Because of their irrational thoughts, runaway girls considered frustrating situations as invariable, so when
they are confronted frustration, can’t withstand.
Moreover, present study demonstrated that runaway girls have under reactive BIS than normal girls.
These finding is consistent with White(1994), Antonio(2010), Vital et al(2005), Alizadeh(2005), Mashhadi
et al(2009), Wallace and Newman(2006) and Quay(19997), Hamzeh loo and Mashhadi(2009).
Hamzeh loo and Mashhadi reported that delinquents have considerably more under reactive BIS than
normal people. So, it is concluded that delinquent youths as well as runaway girls have significantly
substantial delinquency in behavioral inhibition. In fact, imperfection in BIS leads to inability in controlling
thoughts and emotions and contributes to impulsive, maladjusted and undesirable behaviors. Moreover,
the results of current study are in accordance with Fowles speculation based on reinforcement sensitivity
theory, fowles(1980) speculated that psychopaths have relatively under reactive BIS, so weak BIS leads
them demonstrate psychopathic symptoms.
Barkley (1997) argued that an imperfection in BIS has remarkable role in delinquency. So consistent with
these investigations it is presumed that deficiency in passive avoidance learning is associated with jueline
delinquency, conduct disorder and running away from home. In other side Whit et al (1994) suggested
that impulsivity and capability in self regulation and lack of response inhibition is an important component
in running away from home and other delinquent behavior (Vitale et al, 2005).

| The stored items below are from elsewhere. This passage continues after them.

PR #6131, opened 2026-01-06
[tempo-cli] add suggest dedicated columns cli command

ie-pham:
**What this PR does**: Add new command to generate dedicated columns with different outputs. Options for outputs are: json, jsonnet, yaml.

json vs jsonnet option:
`json` will use this [DedicatedColumn](https://github.com/grafana/tempo/blob/main/tempodb/backend/block_meta.go#L157) struct. `jsonnet` will print out with keys that can be translated to yaml (scope vs s, type vs t etc). `yaml` is just `yaml`. 

Fixes #<issue number>

**Checklist**
- [ ] Tests updated
- [ ] Documentation added

### DIFF
--- a/cmd/tempo-cli/cmd-migrate-overrides-config.go
+++ b/cmd/tempo-cli/cmd-migrate-overrides-config.go
@@ -20,8 +20,8 @@ import (
 type migrateOverridesConfigCmd struct {
 	ConfigFile string `arg:"" help:"Path to tempo config file"`
 
-	OverridesDest string `type:"path" short:"o" help:"Path to tempo overrides file. If not specified, output to stdout"`
 	ConfigDest    string `type:"path" short:"d" help:"Path to tempo config file. If not specified, output to stdout"`
+	OverridesDest string `type:"path" short:"o" help:"Path to tempo overrides file. If not specified, output to stdout"`
 }
 
 func (cmd *migrateOverridesConfigCmd) Run(*globalOptions) error {


cmd/tempo-cli/cmd-suggest-dedicated-columns.go
```diff
@@ -0,0 +1,141 @@
...
+
+	"github.com/grafana/tempo/tempodb/backend"
+)
+
+type suggestDedicatedColumnsCmd struct {
+	backendOptions
+
+	TenantID string `arg:"" help:"tenant-id within the bucket"`
+
+	Format              string  `help:"Output format (json/jsonnet/yaml)" enum:"json,jsonnet,yaml" default:"jsonnet"`
```
mdisibio: Do any of these formats allow for easy copy and paste into the tenant runtime config?  Thinking about how OSS users with helm are expected to configure their installs, i.e. Tempo is running and receiving data -> analyse blocks/suggest columns -> ???.  For vParquet5 there are no default well-known columns, so configuring them is more important, and ideally it should be streamlined and easy.  For us internally we use custom jsonnet, so there will be an extra translation layer, so not really worried about that.

ie-pham: jsonnet can be copy pasted directly into anyone using jsonnet and yaml should be helm chart compatible. are there any other ones you're thinking of that we should add?

cmd/tempo-cli/cmd-analyse-block.go
```diff
@@ -439,6 +442,128 @@ func (s blockSummary) print(settings heuristicSettings, printSettings printSetti
 	return nil
 }
 
+func (s blockSummary) printDedicatedColumns(settings heuristicSettings, format string, outPath string) error {
```
mdisibio: What do you think about splitting this into 2 function layers:  blockSummary.ToDedicatedColumns(settings), and then the existing `printDedicatedColumnSuggestions<Format>` ?

cmd/tempo-cli/cmd-analyse-block.go
```diff
@@ -902,6 +1027,98 @@ func printDedicatedColumnOverridesJsonnet(summary blockSummary, settings heurist
 	fmt.Println("")
 }
 
+type DedicatedColumnYAMLReadableKeys struct {
+	// The Scope of the attribute
+	Scope string `yaml:"scope" json:"scope,omitempty"`
```
mdisibio: This looks mostly the same, except not using enums.  Does marshaling the existing struct o yaml not work?

cmd/tempo-cli/cmd-analyse-block.go
```diff
@@ -902,6 +1027,98 @@ func printDedicatedColumnOverridesJsonnet(summary blockSummary, settings heurist
...
+
+	outBytes, err := json.MarshalIndent(printDedCols, "", "  ")
+	if err != nil {
+		fmt.Println("error marshaling dedicated column suggestions to json:", err)
+		return
+	}
+	outBytes = append(outBytes, byte('\n'))
+
+	if outPath != "" {
+		err = os.WriteFile(outPath, outBytes, 0o644)
```
mdisibio: The common write ops could be extracted out of these layers and put in the main command?

cmd/tempo-cli/cmd-suggest-dedicated-columns.go
mdisibio: In that case does it make sense to remove json support? I guess it could be helpful for other arbitrary automation, but yaml should work just the same.

knylander-grafana:
Do we need to update anything in the tempo-cli docs?

cmd/tempo-cli/cmd-analyse-block.go
ie-pham: oh you're right

cmd/tempo-cli/cmd-suggest-columns.go
```diff
@@ -0,0 +1,228 @@
...
+	printDedCols := backendDedicatedColumnsToYAMLReadableKeys(dedCol)
+
+	outBytes, err := json.MarshalIndent(printDedCols, "", "  ")
+	if err != nil {
+		fmt.Println("error marshaling dedicated column suggestions to json:", err)
+		return
+	}
+	outBytes = append(outBytes, byte('\n'))
+
+	if outPath != "" {
```
mdisibio, line 200: Getting an error when running with default outPath.   Debugging, the default is set to the current working directory instead of empty.

Image

Looking at the docs: https://github.com/alecthomas/kong?tab=readme-ov-file#custom-named-decoders  I think it needs to be defaulted `-` and then check for that.

cmd/tempo-cli/main.go
```diff
@@ -25,7 +25,9 @@ const (
 )
 
 type globalOptions struct {
-	ConfigFile string `type:"path" short:"c" help:"Path to tempo config file"`
+	ConfigFile   string `type:"path" short:"c" help:"Path to tempo config file"`
+	OutputFile   string `type:"path" short:"o" help:"File to write output to, instead of stdout" default:""`
```
mdisibio: A little concerned about them being misleading global params, since most commands won't support them.  I would lean towards putting them back in the 2 commands for now, unless you still prefer them here?

cmd/tempo-cli/cmd-suggest-columns.go
```diff
@@ -0,0 +1,228 @@
...
+
+type suggestColumnsCmd struct {
+	backendOptions
+
+	TenantID string `arg:"" help:"tenant-id within the bucket"`
+
+	BlockID             string  `help:"specific block ID to analyse"`
+	MinCompactionLevel  int     `help:"Min compaction level to analyse" default:"3"`
+	MaxBlocks           int     `help:"Max number of blocks to analyse" default:"10"`
+	NumAttr             int     `help:"Number of attributes to display" default:"15"`
```
mdisibio: Let's change the default to 10 attributes.   Otherwise a default copy and paste will result in an error in Tempo, which doesn't prevent startup and could go unnoticed: `msg="Unable to apply overrides for dedicated attribute columns. Columns invalid." error="invalid dedicated attribute columns: number of columns with type 'string' and scope 'span' must be <= 10 but was 15"`

cmd/tempo-cli/main.go
```diff
@@ -25,7 +25,9 @@ const (
...
+	OutputFormat string `help:"Output format (jsonnet/yaml)" enum:"jsonnet,yaml" default:"jsonnet"`
```
mdisibio: Since most people use the helm chart, I think defaulting to yaml for suggest columns would be best.  I confirmed that it works to copy and paste the output straight into the runtime overrides file.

In addition, White et al (1994) illustrated that impulsivity and self regulation deficit and weak BIS is a
significant factor in delinquent behavior. Kinsey (2004) demonstrated that psychopaths have both over
reactive BAS and under reactive BIS. In other words, psychopaths are not only relatively weak in BIS; but
also are strong in BAS(Wallace and Newman,2006).

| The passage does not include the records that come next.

PR #6142, opened 2026-01-07
generator: back off when instance creation fails to avoid resource exhaustion

carles-grafana:
**What this PR does**:

When a processor validation fails and the instance creation fails, the generator will attempt again to create it indefinitely,
potentially causing OOM errors.

This change caches failed instances and backs off to prevent the issue.

Fixes #<issue number>

**Checklist**
- [x] Tests updated
- [ ] Documentation added

### DIFF
--- a/modules/generator/generator.go
+++ b/modules/generator/generator.go
@@ -45,13 +45,17 @@ const (
 	// contained in the requests. This is intended to be used by clients that send
 	// requests for which span-derived metrics have already been generated elsewhere.
 	NoGenerateMetricsContextKey = "no-generate-metrics"
+
+	// failureBackoff is the duration to wait before retrying failed tenant instance creation.
+	failureBackoff = 1 * time.Minute
 )
 
 var tracer = otel.Tracer("modules/generator")
 
 var (
-	ErrUnconfigured = errors.New("no metrics_generator.storage.path configured, metrics generator will be disabled")
-	ErrReadOnly     = errors.New("metrics-generator is shutting down")
+	ErrUnconfigured            = errors.New("no metrics_generator.storage.path configured, metrics generator will be disabled")
+	ErrReadOnly                = errors.New("metrics-generator is shutting down")
+	errInstanceCreationBackoff = errors.New("instance creation in backoff")
 )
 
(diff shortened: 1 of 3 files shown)


modules/generator/generator.go
```diff
@@ -45,13 +45,17 @@ const (
 	// contained in the requests. This is intended to be used by clients that send
 	// requests for which span-derived metrics have already been generated elsewhere.
 	NoGenerateMetricsContextKey = "no-generate-metrics"
+
+	// failureBackoff is the duration to wait before retrying failed tenant instance creation.
+	failureBackoff = 10 * time.Minute
```
mdisibio: I think this means that after fixing the config issue, the operator must wait up to 10 minutes to know it's working.  That seems like a long time, what do you think about something shorter like 1 or 5 minutes?  When we found this, the failure rate was tens/hundreds of times per second (every message received from the queue), so I think even a 1 minute backoff is a huge improvement and guarantees stability.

Under reactive BIS- because of deficiently processing of threat related stimulies- leads to maladjusted
behaviors. Gray acknowledges that antisocial behavior, in individuals with over reactive BAS and with
deficient inhibitory control BIS, is considerably stronger and more durable(Walker et al,1991). In addition,
Walker et al (1991) findings accord with Gray theory and the current study. Their findings revealed that
children with conduct disorder and anxiety co morbid diagnosis displayed significantly less antisocial and
delinquent behaviors than children with exclusively conduct disorder diagnosis. (That had under reactive
BIS).
Kooijmans et al (2000) demonstrated that in children with conduct disorder and oppositional defiant
disorder, inhibitory control is significantly weaker than normal children.
On the other side, considering the formal statistics of welfare organization in Iran which indicated that at
least 40% of runaway girls had a kind of externalizing behavior (conduct disorder, ADHD, personality
disorders and oppositional deficient disorder). Moreover, considering the second hypothesis that runaway
girls have more under reactive BIS than normal girls was proved. Consequently, the current study results
are consistent with Quays proposal.
As a result, it is possible that individuals with weak BIS have deficiency in developing of nervous systems
located in prefrontal lob and have crucial role in executive functioning. Moreover, they are impaired in
anterior cingulated and basal ganglia functions. So, an imperfection in this process can contribute to lack
of inhibitory control, and impulsive or involuntary behaviors that predisposes one to do delinquent
behaviors such as running away from home .
The third hypothesis didn’t prove in spite of this fact that runaway girls had lower scores in fight flight
system than normal girls .so, there were no significant difference between two groups.